[
](https://crates.io/crates/hopcroft-karp)
[
](https://github.com/microgravitas/hopcroft-karp)
This crate implements the Hopcroft-Karp algorithm to find maximum unweighted matchings in bipartite graph.
## Basic usage
The crate provides the function `hopcroft_karp::matching` (plus a few variants) which takes as input a vector of edges (encoding the bipartite graph) and returns a maximum matching as a vector of edges.
Example usage:
```rs
use hopcroft_karp::matching;
fn main() {
let edges = vec![(0,10), (0,11), (0,12), (1,11), (2,12)];
let res = matching(&edges);
assert_eq!(res.len(), 3);
}
```
`matching` is generic over the vertex type, the trait bounds are `Hash + Copy + Eq`. For types where the copy operation
is potentially expensive (e.g. strings) the crate provides the function `hopcrof_karp::matching_mapped` which internally
maps the vertices onto integers and mostly avoids copying the type.
```rs
use hopcroft_karp::{matching, matching_mapped};
fn main() {
let edges = vec![("spiderman", "doc octopus"), ("spiderman", "sandman"), ("spiderman", "green goblin"),
("silk", "doc octopus"), ("silk", "green goblin"), ("daredevil", "sandman")];
let res = matching(&edges);
assert_eq!(res.len(), 3);
// For types where copying is expensive, use this instead
let res = matching_mapped(&edges);
assert_eq!(res.len(), 3);
}
```
## Variants
The crate exposes further methods geared towards specific use-cases. If only the size of the matching is needed, `hopcroft_karp::matching_size` avoids constructing the solution matching.
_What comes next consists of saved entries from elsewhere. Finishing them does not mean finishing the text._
PR #207, opened 2017-01-09
Reinstates subtraction of CMB at the end of each ray trace.

### LINKED ISSUE #206: Quality assesment
I have people emailing me with questions about what is wrong with LIME. I will pass this on to the community since I have had little to do with the recent updates. I have no idea of what is going on, but something is clearly badly broken. 

Here is a continuum image of a very simple model, a box of constant density and temperature. This is what I get from LIME 1.41. The size is correct and the intensity is correct too:
figure_1

The exact same model in version 1.7. Notice the factor of ~100 in peak intensity.
figure_2

This is rather concerning. Has anyone actually bothered to test the code?

allegroLeiden:
In traceray() and traceray_smooth() the subtraction of local_cmb from the ray intensities has been reinstated (it was removed from 1.6 since Tuomas and I did not understand its purpose).

This should fix #206.

### DIFF
--- a/src/aux.c
+++ b/src/aux.c
@@ -173,11 +173,6 @@ The parameters visible to the user have now been strictly confined to members of
   while(i<MAX_N_HIGH && par->gridDensMaxValues[i]>=0) i++;
   par->numGridDensMaxima = i;
 
-  /* Check that the user has supplied the velocity function (needed in raytracing unless par->doPregrid). Note that the other previously mandatory functions (density, abundance, doppler and temperature) may not be necessary if the user reads in the appropriate values from a file. This is tested at the appropriate place in readOrBuildGrid().
-  */
-  if(!par->doPregrid || par->traceRayAlgorithm==1)
-    velocity(0.0,0.0,0.0, dummyVel);
-
   /* Calculate par->numDensities.
   */
   if(!(par->doPregrid || par->restart)){ /* These switches cause par->numDensities to be set in routines they call. */
@@ -493,6 +488,11 @@ LIME provides two different schemes of {R_1, R_2, R_3}: {PA, phi, theta} and {PA
     else
       par->nContImages++;
   }
+
+  /* Check that the user has supplied the velocity function (needed in raytracing unless par->doPregrid). Note that the other previously mandatory functions (density, abundance, doppler and temperature) may not be necessary if the user reads in the appropriate values from a file. This is tested at the appropriate place in readOrBuildGrid().
+  */
+  if(par->nLineImages>0 && (!par->doPregrid || par->traceRayAlgorithm==1))
+    velocity(0.0,0.0,0.0, dummyVel);
 
   /* Allocate moldata array.
   */
--- a/src/grid.c
+++ b/src/grid.c
@@ -5,6 +5,8 @@
  *  Copyright (C) 2006-2014 Christian Brinch
  *  Copyright (C) 2015-2016 The LIME development team
  *
+TODO:
+	- In readOrBuildGrid(), test for the presence of the 5 mandatory functions (actually 4, since velocity() is already tested in aux.c:parseInput() ) before doing smoothing.
  */
 
 #include "lime.h"
--- a/src/lime.h
+++ b/src/lime.h
@@ -69,11 +69,12 @@
 #define PI                      3.14159265358979323846	/* pi	*/
 #define SPI                     1.77245385091		/* sqrt(pi)	*/
 #define maxp                    0.15
-#define NITERATIONS 		16
+#define NITERATIONS             16
 #define MAX_RAYS_PER_POINT      10000
-#define RAYS_PER_POINT		200
+#define RAYS_PER_POINT          200
 #define minpop                  1.e-6
 #define eps                     1.0e-30
+#define IMG_MIN_ALLOWED         1.0e-30
 #define TOL                     1e-6
 #define MAXITER                 50
 #define goal                    50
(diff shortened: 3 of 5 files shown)


tlunttil:
Thanks for doing this, I was planning to fixing this myself but then things got sidetracked...

I noticed earlier that in 1.7 there was still something fishy going on near the model-radius circle, namely that there were some points on/near the circle that were apparently clamped (falsely?) to eps and caused some strange looking things in interpolation. Were 'other changes' meant to address this?

tlunttil:
Another thing that was mentioned earlier: I'd prefer tagging 'outside the model' pixels during raytracing (with NaNs for example). Then during fits output NaNs could be caught and replaced with IMG_MIN_ALLOWED or something else (possibly define IMG_VALUE_OUTSIDE or something). But maybe that is better left to another PR.

allegroLeiden:
> I noticed earlier that in 1.7 there was still something fishy going on near the model-radius circle, namely that there were some points on/near the circle that were apparently clamped (falsely?) to eps and caused some strange looking things in interpolation. Were 'other changes' meant to address this?

No, because I haven't seen such things myself. What model did you use to see these effects?

> I'd prefer tagging 'outside the model' pixels during raytracing (with NaNs for example).

This is probably an academic discussion because I suspect the astronomers are going to have their way on this issue. You know how that goes. However FWIW I guess the root issue is the somewhat philosophical question of whether we consider areas outside the model radius to be *terra nullius* or whether we consider them as comprising part of the model, just with zero density. I began as a partisan of the former view but I have moved to the latter. In this case the r>R areas ought really to start off anyway with the CMB value of brightness. I would then have subtraction of the CMB from the whole image to be under the control of a parameter.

If only a matching above a certain size is needed,
`hopcroft_karp::bounded_matching` returns a result as soon as the matching size lies above the provided bound.
These variants come in all possible combinations, e.g. `hopcroft_karp::bounded_matching_mapped_size` returns the size of
a matching above the provided bound (or a smaller value if the bound is larger than the maximum matching) while internally re-mapping the graph's vertices to avoid expensive copy operations.